:: Your goal ::
What is needed is a word-for-word copy of the records below.

Saved data entries:
PR #114, opened 2015-04-29
Set val range

cchan987:
merge 4th

### DIFF
--- a/nengo_viz/static/viz_slider.js
+++ b/nengo_viz/static/viz_slider.js
@@ -329,9 +329,17 @@ VIZ.Slider.prototype.set_range = function() {
     var new_range = prompt('Set range', '' + range[1] + ',' + range[0]);
     if (new_range !== null) {
         new_range = new_range.split(',');
-        var min = parseFloat(new_range[1]);
-        var max = parseFloat(new_range[0]);
-        this.scale.domain([min, max]);
+        var max = new_range[1];
+        var min = new_range[0];
+        if (!(VIZ.is_num(min)) || !(VIZ.is_num(max)) ) {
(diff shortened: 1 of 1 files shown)


nengo_viz/static/viz_slider.js
```diff
@@ -212,24 +226,125 @@ VIZ.Slider.prototype.generate_menu = function() {
...
-        var max = parseFloat(new_range[0]);
-        this.scale.domain([min, max]);
+        var max = new_range[1];
+        var min = new_range[0];
+        if (!(VIZ.is_num(min)) || !(VIZ.is_num(max)) ) {
+            alert('Invalid input');
+            return;
+        }
+        if (max < min){
+            alert('First value must be less than the second value.');
```
tcstewar: Why?  What if I want the numbers the other way around?

nengo_viz/static/viz_slider.js
```diff
@@ -212,24 +226,125 @@ VIZ.Slider.prototype.generate_menu = function() {
...
     var new_range = prompt('Set range', '' + range[1] + ',' + range[0]);
     if (new_range !== null) {
         new_range = new_range.split(',');
-        var min = parseFloat(new_range[1]);
-        var max = parseFloat(new_range[0]);
-        this.scale.domain([min, max]);
+        var max = new_range[1];
+        var min = new_range[0];
+        if (!(VIZ.is_num(min)) || !(VIZ.is_num(max)) ) {
+            alert('Invalid input');
```
tcstewar: When giving an error message like that, include what caused the error (either ```max``` or ```min```)

PR #118, opened 2015-04-30
Disappearing menu

### LINKED ISSUE #115: Menu does not disappear when dragging
Right now the popup menu disappears when you click elsewhere.  Should it also disappear when you drag elsewhere?  In particular, it seems weird that it doesn't go away when I start moving sliders up and down, or moving objects in the netgraph.

cchan987:
Fixes #115


tcstewar:
Nice... looks good to me.

PR #120, opened 2015-05-01
Re-implemented adjustable time on the SimControl

tcstewar:
This is a re-implementation of the adjust_shown_time branch which was accidentally merged and then all of its changes were manually deleted (rather than removing the commits).  

The feature added here is that the SimControl slider bar can now be resized by dragging on its edges.  This changes the amount of time shown on all the graphs in the system.


cchan987:
image

There is an issue where when lengthening the shown time slider when it already takes up the whole time_display box makes the shown_time slider extend beyond the bounds. (see pic above)

tcstewar:
#155 is better than this one, so I'm closing this version

PR #136, opened 2015-05-11
Immobile sim times

cchan987:
Prevents times from racing across the sim_control bar.

### DIFF
--- a/nengo_gui/static/sim_control.js
+++ b/nengo_gui/static/sim_control.js
@@ -261,11 +261,32 @@ Nengo.TimeSlider = function(args) {
     this.axis = d3.svg.axis()
         .scale(this.kept_scale)
         .orient("bottom")
-        .ticks(10);
+        .ticks(0);
     this.axis_g = this.svg.append("g")
         .attr("class", "axis")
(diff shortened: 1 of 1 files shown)


cchan987:
addresses #3

cchan987:
should we cut the time: XX:xx field from the sim control's metric container?

tbekolay:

:: Solution below ::
PR #114, opened 2015-04-29
Set val range

cchan987:
merge 4th

### DIFF
--- a/nengo_viz/static/viz_slider.js
+++ b/nengo_viz/static/viz_slider.js
@@ -329,9 +329,17 @@ VIZ.Slider.prototype.set_range = function() {
     var new_range = prompt('Set range', '' + range[1] + ',' + range[0]);
     if (new_range !== null) {
         new_range = new_range.split(',');
-        var min = parseFloat(new_range[1]);
-        var max = parseFloat(new_range[0]);
-        this.scale.domain([min, max]);
+        var max = new_range[1];
+        var min = new_range[0];
+        if (!(VIZ.is_num(min)) || !(VIZ.is_num(max)) ) {
(diff shortened: 1 of 1 files shown)


nengo_viz/static/viz_slider.js
```diff
@@ -212,24 +226,125 @@ VIZ.Slider.prototype.generate_menu = function() {
...
-        var max = parseFloat(new_range[0]);
-        this.scale.domain([min, max]);
+        var max = new_range[1];
+        var min = new_range[0];
+        if (!(VIZ.is_num(min)) || !(VIZ.is_num(max)) ) {
+            alert('Invalid input');
+            return;
+        }
+        if (max < min){
+            alert('First value must be less than the second value.');
```
tcstewar: Why?  What if I want the numbers the other way around?

nengo_viz/static/viz_slider.js
```diff
@@ -212,24 +226,125 @@ VIZ.Slider.prototype.generate_menu = function() {
...
     var new_range = prompt('Set range', '' + range[1] + ',' + range[0]);
     if (new_range !== null) {
         new_range = new_range.split(',');
-        var min = parseFloat(new_range[1]);
-        var max = parseFloat(new_range[0]);
-        this.scale.domain([min, max]);
+        var max = new_range[1];
+        var min = new_range[0];
+        if (!(VIZ.is_num(min)) || !(VIZ.is_num(max)) ) {
+            alert('Invalid input');
```
tcstewar: When giving an error message like that, include what caused the error (either ```max``` or ```min```)

PR #118, opened 2015-04-30
Disappearing menu

### LINKED ISSUE #115: Menu does not disappear when dragging
Right now the popup menu disappears when you click elsewhere.  Should it also disappear when you drag elsewhere?  In particular, it seems weird that it doesn't go away when I start moving sliders up and down, or moving objects in the netgraph.

cchan987:
Fixes #115


tcstewar:
Nice... looks good to me.

PR #120, opened 2015-05-01
Re-implemented adjustable time on the SimControl

tcstewar:
This is a re-implementation of the adjust_shown_time branch which was accidentally merged and then all of its changes were manually deleted (rather than removing the commits).  

The feature added here is that the SimControl slider bar can now be resized by dragging on its edges.  This changes the amount of time shown on all the graphs in the system.


cchan987:
image

There is an issue where when lengthening the shown time slider when it already takes up the whole time_display box makes the shown_time slider extend beyond the bounds. (see pic above)

tcstewar:
#155 is better than this one, so I'm closing this version

PR #136, opened 2015-05-11
Immobile sim times

cchan987:
Prevents times from racing across the sim_control bar.

### DIFF
--- a/nengo_gui/static/sim_control.js
+++ b/nengo_gui/static/sim_control.js
@@ -261,11 +261,32 @@ Nengo.TimeSlider = function(args) {
     this.axis = d3.svg.axis()
         .scale(this.kept_scale)
         .orient("bottom")
-        .ticks(10);
+        .ticks(0);
     this.axis_g = this.svg.append("g")
         .attr("class", "axis")
(diff shortened: 1 of 1 files shown)


cchan987:
addresses #3

cchan987:
should we cut the time: XX:xx field from the sim control's metric container?

tbekolay:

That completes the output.